Task brief: What you print must match the data line for line.

Items from a dataset:

Issue #42, opened 2019-11-02
Support rewriting scraped URLs


wjt:
Anydesk is checked by scraping their human-readable download page. This links to a URL of the form `https://download.anydesk.com/linux/anydesk-$VERSION-$ARCH.tar.gz`.

When a new version is released, those files disappear, rendering the Flatpak non-installable. However, older (and current) versions remain available at `https://download.anydesk.com/linux/generic-linux/anydesk-$VERSION-$ARCH.tar.gz`.

We could teach htmlchecker to be able to mangle URLs. What I had in mind was something like:

```patch
"x-checker-data": {
    "type": "html",
    "url": "https://anydesk.com/en/downloads/linux",
    "url-pattern": "(https://download.anydesk.com/linux/anydesk-([0-9.]+)-amd64.tar.gz)",
    "version-pattern": "https://download.anydesk.com/linux/anydesk-([0-9.]+)-amd64.tar.gz",
    "url-substitution": ["/linux/", "/linux/generic-linux/"]
}
```

and the checker would just use `str.replace(url_substitution[0], url_substitution[1])`.

An alternative that would work in this case would be to instead scrape the index at https://download.anydesk.com/linux/, find all matches of the `url-pattern`, and take the one with the larger version number.

jakobjakobson13:
Are there any updates on this issue regarding its implementation? This feature would be really useful even in a slimmed down variant that checks only a directory of an ftp server for a newer version.

wjt:
@jakobjakobson13 pull requests very welcome!

wjt:
I think we can now cover the Anydesk case using the feature added in #46.

PR #46, opened 2019-12-03
HTMLChecker: Supports constructing the URL from the matched version

Lctrs:


Lctrs:
WDYT @barthalion ?

wjt:
I think this should be folded into htmlchecker, personally

Lctrs:
It would violate Single Responsibility Principle IMHO.

wjt:
90% of this source file is a copy-paste from `htmlchecker.py` (including the copyright attribution!) which violates Don't Repeat Yourself.

Lctrs:
As of today, yes. But this checker might evolves later. For example, we can add support for modifying the matched version on the fly (like removing all dots in it, etc.) before building the URL with it. Let's not htmlchecker become an `if-else` mess.

barthalion:
@Lctrs I haven't written even 10% of current code base so I'm poor choice for reviewing. I'd prefer to have it in htmlchecker.py for now, or create a class which contains the common code.

Lctrs:
I'm not familiar with Python. Will see what I can do.

Lctrs:
On the plus side, I tested it with one of the flathub repo I maintain and it works well :)

Lctrs:
@wjt @barthalion ready for review.

tests/test_htmlchecker.py
```diff
@@ -56,6 +60,27 @@ def test_check(self):
...
+        checker = ManifestChecker(TEST_MANIFEST_WITH_URL_TEMPLATE)
+        ext_data = checker.check()
+
+        data = self._find_by_filename(ext_data, "xdebug.tar.gz")
+        self.assertIsNotNone(data)
+        self.assertEqual(data.filename, "xdebug.tar.gz")
+        self.assertIsNotNone(data.new_version)
+        self.assertEqual(
+            data.new_version.url,
+            "https://xdebug.org/files/xdebug-2.9.0.tgz",  # noqa: E501
```
wjt: I don't think you need to suppress E501 here

src/checkers/htmlchecker.py
```diff
@@ -71,7 +72,13 @@ def check(self, external_data):
                 "%s had no available version information", external_data.filename
             )
         if not latest_url:
-            log.warning("%s had no available URL", external_data.filename)
+            try:
+                latest_url = Template(external_data.checker_data["url-template"]).substitute(
+                    version=latest_version
+                )
+            except KeyError:
+                pass
```
wjt: You're dropping a legitimate warning here. Perhaps:

```python3
try:
    url_template = external_data.checker_data["url-template"]
except KeyError:
    log.warning("%s had no available URL", external_data.filename)
else:
    latest_url = Template(url_template).substitute(version=latest_version)
```

tests/test_htmlchecker.py
wjt: Will this test not start failing at some point in the future when xdebug makes a new release?

wjt (changes requested):
This is great. I think it could also resolve #42: Anydesk could scrape the version number from the URL, then build the stable URL from it.

Please could you rebase to drop the patch from #47? I also have a couple of points about the checker and its test.

tests/test_htmlchecker.py
Lctrs: > Will this test not start failing at some point in the future when xdebug makes a new release?

No because I specifically target this release in tests/org.xdebug.Xdebug.json.

Lctrs:
@wjt Rebased and comments adressed.

wjt (approved):

tests/test_htmlchecker.py
wjt: Gotcha!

Your response:
Issue #42, opened 2019-11-02
Support rewriting scraped URLs


wjt:
Anydesk is checked by scraping their human-readable download page. This links to a URL of the form `https://download.anydesk.com/linux/anydesk-$VERSION-$ARCH.tar.gz`.

When a new version is released, those files disappear, rendering the Flatpak non-installable. However, older (and current) versions remain available at `https://download.anydesk.com/linux/generic-linux/anydesk-$VERSION-$ARCH.tar.gz`.

We could teach htmlchecker to be able to mangle URLs. What I had in mind was something like:

```patch
"x-checker-data": {
    "type": "html",
    "url": "https://anydesk.com/en/downloads/linux",
    "url-pattern": "(https://download.anydesk.com/linux/anydesk-([0-9.]+)-amd64.tar.gz)",
    "version-pattern": "https://download.anydesk.com/linux/anydesk-([0-9.]+)-amd64.tar.gz",
    "url-substitution": ["/linux/", "/linux/generic-linux/"]
}
```

and the checker would just use `str.replace(url_substitution[0], url_substitution[1])`.

An alternative that would work in this case would be to instead scrape the index at https://download.anydesk.com/linux/, find all matches of the `url-pattern`, and take the one with the larger version number.

jakobjakobson13:
Are there any updates on this issue regarding its implementation? This feature would be really useful even in a slimmed down variant that checks only a directory of an ftp server for a newer version.

wjt:
@jakobjakobson13 pull requests very welcome!

wjt:
I think we can now cover the Anydesk case using the feature added in #46.

PR #46, opened 2019-12-03
HTMLChecker: Supports constructing the URL from the matched version

Lctrs:


Lctrs:
WDYT @barthalion ?

wjt:
I think this should be folded into htmlchecker, personally

Lctrs:
It would violate Single Responsibility Principle IMHO.

wjt:
90% of this source file is a copy-paste from `htmlchecker.py` (including the copyright attribution!) which violates Don't Repeat Yourself.

Lctrs:
As of today, yes. But this checker might evolves later. For example, we can add support for modifying the matched version on the fly (like removing all dots in it, etc.) before building the URL with it. Let's not htmlchecker become an `if-else` mess.

barthalion:
@Lctrs I haven't written even 10% of current code base so I'm poor choice for reviewing. I'd prefer to have it in htmlchecker.py for now, or create a class which contains the common code.

Lctrs:
I'm not familiar with Python. Will see what I can do.

Lctrs:
On the plus side, I tested it with one of the flathub repo I maintain and it works well :)

Lctrs:
@wjt @barthalion ready for review.

tests/test_htmlchecker.py
```diff
@@ -56,6 +60,27 @@ def test_check(self):
...
+        checker = ManifestChecker(TEST_MANIFEST_WITH_URL_TEMPLATE)
+        ext_data = checker.check()
+
+        data = self._find_by_filename(ext_data, "xdebug.tar.gz")
+        self.assertIsNotNone(data)
+        self.assertEqual(data.filename, "xdebug.tar.gz")
+        self.assertIsNotNone(data.new_version)
+        self.assertEqual(
+            data.new_version.url,
+            "https://xdebug.org/files/xdebug-2.9.0.tgz",  # noqa: E501
```
wjt: I don't think you need to suppress E501 here

src/checkers/htmlchecker.py
```diff
@@ -71,7 +72,13 @@ def check(self, external_data):
                 "%s had no available version information", external_data.filename
             )
         if not latest_url:
-            log.warning("%s had no available URL", external_data.filename)
+            try:
+                latest_url = Template(external_data.checker_data["url-template"]).substitute(
+                    version=latest_version
+                )
+            except KeyError:
+                pass
```
wjt: You're dropping a legitimate warning here. Perhaps:

```python3
try:
    url_template = external_data.checker_data["url-template"]
except KeyError:
    log.warning("%s had no available URL", external_data.filename)
else:
    latest_url = Template(url_template).substitute(version=latest_version)
```

tests/test_htmlchecker.py
wjt: Will this test not start failing at some point in the future when xdebug makes a new release?

wjt (changes requested):
This is great. I think it could also resolve #42: Anydesk could scrape the version number from the URL, then build the stable URL from it.

Please could you rebase to drop the patch from #47? I also have a couple of points about the checker and its test.

tests/test_htmlchecker.py
Lctrs: > Will this test not start failing at some point in the future when xdebug makes a new release?

No because I specifically target this release in tests/org.xdebug.Xdebug.json.

Lctrs:
@wjt Rebased and comments adressed.

wjt (approved):

tests/test_htmlchecker.py
wjt: Gotcha!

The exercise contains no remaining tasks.